Basic Properties of Conductivity and Normal Hall Effect in the Periodic Anderson Model

Abstract

Exact formulas of diagonal conductivity $\sigma_{xx}$ and Hall conductivity $\sigma_{xy}$ are derived from the Kubo formula in hybridized two-orbital systems with arbitrary band dispersions. On the basis of the theoretical framework for the Fermi liquid based on these formulas, the ground-state properties of the periodic Anderson model with electron correlation and weak impurity scattering are studied on the square lattice. It is shown that imbalance of the mass-renormalization factors in $\sigma_{xx}$ and $\sigma_{xy}$ causes remarkable increase in the valence-fluctuation regime as the f level increases while the cancellation of the renormalization factors causes slight increase in $\sigma_{xx}$ and $\sigma_{xy}$ in the Kondo regime.

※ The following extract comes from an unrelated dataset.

PR #2176, opened 2020-01-18
turn off sanic debugging and access logging

syfluqs:
this will turn off sanics access and debug logs, as per their documentation, which is supposed to be done in a production environment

The Hall coefficient $R_{\rm H}$ shows almost constant behavior in both the regimes. Near half filling, $R_{\rm H}$ is expressed by the total hole density as $R_{\rm H}=1/(\bar{n}_{\rm hole}e)$ while $R_{\rm H}$ approaches zero near quarter filling, which reflects the curvature of the Fermi surface. These results hold as far as the damping rate for f electrons is less than about $10~\%$ of the renormalized hybridization gap. From these results we discuss pressure dependence of residual resistivity and normal Hall effect in Ce- and Yb-based heavy electron systems.